── Material provided ──
PR #1327, opened 2018-08-25
WIP: Fixes for Musl

gameblabla:
This allows it to compile & run on Void Linux musl (and possibly other musl-based linux distribution such as Alpine Linux) either via cmake or the makefile.
The file sys/cdefs.h in musl does not exist (see https://wiki.musl-libc.org/faq.html, Q: When compiling something against musl, I get error messages about sys/cdefs.h) so it needs to be removed.
#include <unistd.h> does not exist on Void linux musl either and even on glibc, GCC recommends that we use unistd.h instead rather than sys/unistd.h. (at least on recent versions of GCC on a modern distribution that is...)

There's also this line of code in core/deps/libwebsocket/sha-1.c
static void sha1_step __P((struct sha1_ctxt *));

Upstream does not have this line of code in question and it builds fine without it.

It's possible that removing <sys/cdefs.h> could prevent it to compile on other platforms. 
It compiles and works on both Devuan (Glibc) & Void linux musl but pls test thx on other platforms and i hope i can gather feedback on how to properly fix this.

### DIFF
--- a/core/deps/libwebsocket/sha-1.c
+++ b/core/deps/libwebsocket/sha-1.c
@@ -99,8 +99,6 @@ static const unsigned int _K[] =
 		sha1_step(ctxt);		\
 	}
 
-static void sha1_step __P((struct sha1_ctxt *));
-
 static void
 sha1_step(struct sha1_ctxt *ctxt)
 {
--- a/core/deps/ifaddrs/ifaddrs.h
+++ b/core/deps/ifaddrs/ifaddrs.h
@@ -44,11 +44,13 @@ struct ifaddrs {
 #define	ifa_broadaddr	ifa_dstaddr	/* broadcast address interface */
 #endif
 
-#include <sys/cdefs.h>
-
-__BEGIN_DECLS
+#ifdef _cplusplus 
+extern "C" {
+#endif
 extern int getifaddrs(struct ifaddrs **ifap);
 extern void freeifaddrs(struct ifaddrs *ifa);
-__END_DECLS
+#ifdef _cplusplus 
+}
+#endif
 
 #endif
--- a/core/deps/libwebsocket/private-libwebsockets.h
+++ b/core/deps/libwebsocket/private-libwebsockets.h
@@ -203,7 +203,6 @@ typedef unsigned __int64 u_int64_t;
 #else
 
 #include <sys/stat.h>
-#include <sys/cdefs.h>
 #include <sys/time.h>
 
 #if defined(__APPLE__)
--- a/core/oslib/audiobackend_oss.cpp
+++ b/core/oslib/audiobackend_oss.cpp
@@ -2,11 +2,7 @@
 #ifdef USE_OSS
 #include <sys/ioctl.h>
 #include <sys/fcntl.h>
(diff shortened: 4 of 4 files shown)


AbandonedCart:
After posting the first two, it may save time to simply write it here:
Why not make a target and add / edit conditionals instead of hardcoding changes for one platform that will be applied to all of them?

gameblabla:
> Why not make a target and add / edit conditionals instead of hardcoding changes for one platform that will be applied to all of them?
I haven't done it in this case because musl libc cannot be reliably detected and it is strongly discouraged by the authors themselves. It also works on glibc as well as musl and i believe my approach is the best and will avoid cluttering the code with un-necesarry lines of code that will not solve anything... 
Given that the code itself should in theory work on other *nix platforms, i believe it is not required.
I would have done it though if i had to work on something like evdev though.

AbandonedCart:
You mean to say building does not use a makefile for your platform?

gameblabla:
> You mean to say building does not use a makefile for your platform?
Makefiles, Cmake files and all... are still the same for musl & glibc. If you look at the commits, it's only a few lines of changes and mostly conformance issues. (musl is more strict than glibc)

AbandonedCart:
Keep in mind, you are editing files that are used by Mac, Windows, Android, iOS, and a few others.

You don't appear to have a whole lot of confidence in whether or not your changes are destructive, so adding conditions seems far safer than leaving it to chance. What I was hinting at is that having the same makefiles means you also have the same capability to add a manually set flag that could enable or act as the target definition. There is no reason that detection of the platform should even matter.

gameblabla:
> Why not TARGET_MUSL not unlike those for nearly every other platform included in the source?

That could work too but i would rather not to, sorry. I believe it should be treated like glibc. (besides, sys/cdefs.h is a glibc header that is not supposed to be exposed to applications)
If the commit as it is fails to convince you guys, then we are at a standstill.

AbandonedCart:
I'm sure you understand that "I would rather not" is not a valid enough reason to simply accept making destructive changes to the core source.

gameblabla:
Then i guess i'll wait for someone to try to compile it on Windows, Mac and stuff... So far, the automatic checks have passed in addition to it working on both Devuan (glibc) and Void linux musl (which i have personally tried).

skmp:
(renamed to use the WIP prefix, is this a WIP or an RFC?)

core/deps/libwebsocket/sha-1.c
```diff
@@ -99,8 +99,6 @@ static const unsigned int _K[] =
 		sha1_step(ctxt);		\
 	}
 
-static void sha1_step __P((struct sha1_ctxt *));
```
skmp: This should be `static void sha1_step (struct sha1_ctxt *);`, as __P is part of cdefs. Seems to compile fine without the declaration though?

skmp:
The changes look fine to me (with my limited POSIX knowledge and a bit of googling). Though, I do generally agree with @AbandonedCart that it is best to hide things behind an `#ifdef` if you're not willing to do due diligence on how other platforms are affected :)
───
**Exercise brief:** An exact copy of every entry is what is needed here.

**Solved problem:**
PR #1327, opened 2018-08-25
WIP: Fixes for Musl

gameblabla:
This allows it to compile & run on Void Linux musl (and possibly other musl-based linux distribution such as Alpine Linux) either via cmake or the makefile.
The file sys/cdefs.h in musl does not exist (see https://wiki.musl-libc.org/faq.html, Q: When compiling something against musl, I get error messages about sys/cdefs.h) so it needs to be removed.
#include <unistd.h> does not exist on Void linux musl either and even on glibc, GCC recommends that we use unistd.h instead rather than sys/unistd.h. (at least on recent versions of GCC on a modern distribution that is...)

There's also this line of code in core/deps/libwebsocket/sha-1.c
static void sha1_step __P((struct sha1_ctxt *));

Upstream does not have this line of code in question and it builds fine without it.

It's possible that removing <sys/cdefs.h> could prevent it to compile on other platforms. 
It compiles and works on both Devuan (Glibc) & Void linux musl but pls test thx on other platforms and i hope i can gather feedback on how to properly fix this.

### DIFF
--- a/core/deps/libwebsocket/sha-1.c
+++ b/core/deps/libwebsocket/sha-1.c
@@ -99,8 +99,6 @@ static const unsigned int _K[] =
 		sha1_step(ctxt);		\
 	}
 
-static void sha1_step __P((struct sha1_ctxt *));
-
 static void
 sha1_step(struct sha1_ctxt *ctxt)
 {
--- a/core/deps/ifaddrs/ifaddrs.h
+++ b/core/deps/ifaddrs/ifaddrs.h
@@ -44,11 +44,13 @@ struct ifaddrs {
 #define	ifa_broadaddr	ifa_dstaddr	/* broadcast address interface */
 #endif
 
-#include <sys/cdefs.h>
-
-__BEGIN_DECLS
+#ifdef _cplusplus 
+extern "C" {
+#endif
 extern int getifaddrs(struct ifaddrs **ifap);
 extern void freeifaddrs(struct ifaddrs *ifa);
-__END_DECLS
+#ifdef _cplusplus 
+}
+#endif
 
 #endif
--- a/core/deps/libwebsocket/private-libwebsockets.h
+++ b/core/deps/libwebsocket/private-libwebsockets.h
@@ -203,7 +203,6 @@ typedef unsigned __int64 u_int64_t;
 #else
 
 #include <sys/stat.h>
-#include <sys/cdefs.h>
 #include <sys/time.h>
 
 #if defined(__APPLE__)
--- a/core/oslib/audiobackend_oss.cpp
+++ b/core/oslib/audiobackend_oss.cpp
@@ -2,11 +2,7 @@
 #ifdef USE_OSS
 #include <sys/ioctl.h>
 #include <sys/fcntl.h>
(diff shortened: 4 of 4 files shown)


AbandonedCart:
After posting the first two, it may save time to simply write it here:
Why not make a target and add / edit conditionals instead of hardcoding changes for one platform that will be applied to all of them?

gameblabla:
> Why not make a target and add / edit conditionals instead of hardcoding changes for one platform that will be applied to all of them?
I haven't done it in this case because musl libc cannot be reliably detected and it is strongly discouraged by the authors themselves. It also works on glibc as well as musl and i believe my approach is the best and will avoid cluttering the code with un-necesarry lines of code that will not solve anything... 
Given that the code itself should in theory work on other *nix platforms, i believe it is not required.
I would have done it though if i had to work on something like evdev though.

AbandonedCart:
You mean to say building does not use a makefile for your platform?

gameblabla:
> You mean to say building does not use a makefile for your platform?
Makefiles, Cmake files and all... are still the same for musl & glibc. If you look at the commits, it's only a few lines of changes and mostly conformance issues. (musl is more strict than glibc)

AbandonedCart:
Keep in mind, you are editing files that are used by Mac, Windows, Android, iOS, and a few others.

You don't appear to have a whole lot of confidence in whether or not your changes are destructive, so adding conditions seems far safer than leaving it to chance. What I was hinting at is that having the same makefiles means you also have the same capability to add a manually set flag that could enable or act as the target definition. There is no reason that detection of the platform should even matter.

gameblabla:
> Why not TARGET_MUSL not unlike those for nearly every other platform included in the source?

That could work too but i would rather not to, sorry. I believe it should be treated like glibc. (besides, sys/cdefs.h is a glibc header that is not supposed to be exposed to applications)
If the commit as it is fails to convince you guys, then we are at a standstill.

AbandonedCart:
I'm sure you understand that "I would rather not" is not a valid enough reason to simply accept making destructive changes to the core source.

gameblabla:
Then i guess i'll wait for someone to try to compile it on Windows, Mac and stuff... So far, the automatic checks have passed in addition to it working on both Devuan (glibc) and Void linux musl (which i have personally tried).

skmp:
(renamed to use the WIP prefix, is this a WIP or an RFC?)

core/deps/libwebsocket/sha-1.c
```diff
@@ -99,8 +99,6 @@ static const unsigned int _K[] =
 		sha1_step(ctxt);		\
 	}
 
-static void sha1_step __P((struct sha1_ctxt *));
```
skmp: This should be `static void sha1_step (struct sha1_ctxt *);`, as __P is part of cdefs. Seems to compile fine without the declaration though?

skmp:
The changes look fine to me (with my limited POSIX knowledge and a bit of googling). Though, I do generally agree with @AbandonedCart that it is best to hide things behind an `#ifdef` if you're not willing to do due diligence on how other platforms are affected :)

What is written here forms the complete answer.